• 1 概述
• 2 RecvByteBufAllocator接口相关实现介绍
• 3 AdaptiveRecvByteBufAllocator实现
• 4 实际使用

1 概述

我们知道为了提高性能，Netty使用内存池、ByteBuf对象池等技术优化了内存的使用，后面也会有文章对此进行介绍。这篇文章主要介绍Netty在客户端或者服务端进行read操作时是如何决定需要分配的ByteBuf大小的。通过ByteBuf的实现源码我们可以知道，Netty实现的ByteBuf和JDK的许多集合类一样，如果分配的初始容量小于写入数据的字节数的话，是会进行自动扩容的，比如下面AbstractByteBuf的代码：

//AbstractByteBuf
@Override
public int writeBytes(ScatteringByteChannel in, int length) throws IOException {
    //这里确保容量足够，如果不够的话会触发扩容动作
    ensureWritable(length);
    int writtenBytes = setBytes(writerIndex, in, length);
    if (writtenBytes > 0) {
        writerIndex += writtenBytes;
    }
    return writtenBytes;
}

@Override
public ByteBuf ensureWritable(int minWritableBytes) {
    ...
    ensureWritable0(minWritableBytes);
    return this;
}

final void ensureWritable0(int minWritableBytes) {
    ensureAccessible();
    if (minWritableBytes <= writableBytes()) {
        return;
    }

    ...

    //将新的容量大小进行规范化，规范化为2的指数
    // Normalize the current capacity to the power of 2.
    int newCapacity = alloc().calculateNewCapacity(writerIndex + minWritableBytes, maxCapacity);

    //调整ByteBuf为新的容量，如果是采用Netty内存池分配的ByteBuf则
    //会触发reallocate
    // Adjust to the new capacity.
    capacity(newCapacity);
}

可见，如果分配的ByteBuf容量小于实际所需（实际需要读取）的会触发ByteBuf的自动扩容操作，涉及到内存的拷贝、或者直接内存空间的分配，代价比较大，所以每次读取之前准备好足够大小的ByteBuf也能适当的提高性能，足够大小指的是准备的ByteBuf不能过大造成空间浪费；也不能太小，造成读取时的自动扩容。

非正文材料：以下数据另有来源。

PR #1049, opened 2023-02-08
feat: integrate es index manager

violenil:
In this PR, the setup of elasticsearch in the cluster is removed. As such, the indexer no longer directly creates and configures the elasticsearch instance. Instead, this resource is provisioned by the `es-index-manager` (see [this repo](https://github.com/jina-ai/es-index-manager) for more info). The `es-index-manager` operator looks for the label `provision-index: "yes"` on our deployment in order to provision resources for it. This label should be found under the`spec.template.metadata.labels`, as shown below in the screenshot. If this label is not present, the operator will not create indices. When the deployment is cleaned up and removed, the operator will take note and also remove the index.

Screenshot 2023-02-20 at 09 35 45

In the case of local integration tests, as well as offline flow tests, fixtures such as `setup_service_running` will ensure the setup of a local elasticsearch instance.

Screenshot of working customer deployment:
Screenshot 2023-02-20 at 09 27 32

---

- [x] Added a test

### DIFF
--- a/now/app/search_app/app.py
+++ b/now/app/search_app/app.py
@@ -152,6 +152,7 @@ class SearchApp(JinaNOWApp):
                     ],
                 ]
             )
+        provision_index = 'yes' if not testing else 'no'
 
         return {
             'name': 'indexer',
@@ -167,7 +168,7 @@ class SearchApp(JinaNOWApp):
             'jcloud': {
                 'labels': {
                     'app': 'indexer',
-                    'provision-index': 'yes',
+                    'provision-index': provision_index,
                 },
                 'resources': {
                     'memory': '8G',
--- a/now/app/search_app/app.py
+++ b/now/app/search_app/app.py
@@ -154,6 +154,10 @@ class SearchApp(JinaNOWApp):
                     ],
                 ]
             )
+        if any['ES_HOSTS', 'ES_INDEX_NAME', 'API_KEY'] not in os.environ:
+            raise ValueError(
+                'Cannot find ES_HOSTS, ES_INDEX_NAME, API_KEY in environment variables'
+            )
 
         return {
             'name': 'indexer',
@@ -163,11 +167,17 @@ class SearchApp(JinaNOWApp):
             else 'NOWElasticIndexer',
             'env': {'JINA_LOG_LEVEL': 'DEBUG'},
             'uses_with': {
+                'hosts': os.environ['ES_HOSTS'],
+                'index_name': os.environ['ES_INDEX_NAME'],
+                'api_key': os.environ['API_KEY'],
                 'document_mappings': document_mappings_list,
-                'index_name': 'now_index' if not index_name else index_name,
             },
             'no_reduce': True,
             'jcloud': {
+                'labels': {
+                    'app': 'indexer',
+                    'es-index-manager/jinaai.provision-index': True,
+                },
                 'resources': {
                     'memory': '8G',
                     'cpu': 0.5,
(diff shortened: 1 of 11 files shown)


now/app/search_app/app.py
```diff
@@ -149,11 +149,15 @@ def indexer_stub(user_input: UserInput, encoder2dim: Dict[str, int]) -> Dict:
             },
             'no_reduce': True,
             'jcloud': {
+                'labels': {
+                    'app': 'indexer',
+                    'jinaai.provision-index': True,
```
girishc13, line 154: I wrote a small program to test the regex used by jcloud.
```go
package main

import (
    "regexp"
    "fmt"
)

func main() {
    var re = regexp.MustCompile(`^[a-zA-Z0-9]([-a-zA-Z0-9_.]{0,61}[a-zA-Z0-9])?$`)

    var str = "es-index-manager/jinaai.provision-index"
    fmt.Println("matching %s: %s", str, re.MatchString(str))

    str = "jinaai.provision-index"
    fmt.Println("matching %s: %s", str, re.MatchString(str))
}
```
The output is:
```
matching %s: %s es-index-manager/jinaai.provision-index false
matching %s: %s jinaai.provision-index true
```

violenil: So we should be good if we keep this label as `'jinaai.provision-index'`?

girishc13: Yes. Ideally this label should be an annotation but custom annotations are not support by jcloud so I moved it to the labels section.

now/executor/indexer/elastic/elastic_indexer.py
```diff
@@ -88,38 +87,26 @@ def __init__(
...
-        config_path = os.path.join(os.path.dirname(__file__), 'elasticsearch.yml')
-        with open(config_path, 'r') as config_file_handler, open(
-            destination_path, 'w'
-        ) as destination_file_handler:
-            for line in config_file_handler.readlines():
-                line = line.replace("{workspace}", workspace)
-                destination_file_handler.write(line)
+    def _do_health_check(self):
+        """Checks that Elasticsearch is up and running"""
+        while True:
```
joschkabraun, line 104: Should we let it timeout at some point?

joschkabraun (approved):
LGTM! :rocket:

now/executor/indexer/elastic/elastic_indexer.py
violenil: Yes! Actually I will set a timeout when getting the env vars as well as in this health check. Good idea.

violenil: Turns out `cluster.health(wait_for_status='yellow')` has a default timeout of 30s. Yay!

now/executor/indexer/elastic/elastic_indexer.py
```diff
@@ -88,38 +85,42 @@ def __init__(
...
-                    '/usr/share/elasticsearch/config/elasticsearch.yml',
+    def _check_env_vars(self):
+        while not all(
+            var in os.environ for var in ['ES_HOSTS', 'ES_INDEX_NAME', 'ES_API_KEY']
+        ):
+            timeout_counter = 0
+            if timeout_counter < TIMEOUT:
+                timeout_counter += 5
+                self.logger.info('Environment variables not set yet. Waiting...')
+                sleep(5)
```
jupyterjazz, line 108: why do we need to wait for this? in other words, what could change while waiting? maybe we should throw an error immediately and tell the user (us) to set envs

jupyterjazz (commented):
Nice! left one comment/question

now/executor/indexer/elastic/elastic_indexer.py
violenil: The operator needs to provision the resource first, and then set these variables in our container. This may take a little while, so we wait :)

PR #1055, opened 2023-02-09
feat: script for preparing laion100m data

jupyterjazz:
Closes https://github.com/jina-ai/now.private/issues/293

Pull original `laion400m` data uploaded by Jie;
Process each subset to match the multimodal docarray structure required by our project;
Aggregate each subset into one;
Push the aggregated data into the s3 bucket;

Created an app using a small subset

Screenshot 2023-02-09 at 16 50 24

---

为此，Netty默认在读取收到的数据时，使用了具有自适应的AdaptiveRecvByteBufAllocator决定每次分配的ByteBuf的大小，本文主要介绍AdaptiveRecvByteBufAllocator相关机制。

2 RecvByteBufAllocator接口相关实现介绍

RecvByteBufAllocator从下面源码注释客户自，主要用于分配一个足够小且能容纳所有需要读取数据的接收缓冲区。

Allocates a new receive buffer whose capacity is probably large enough to read all inbound data and small enough not to waste its space.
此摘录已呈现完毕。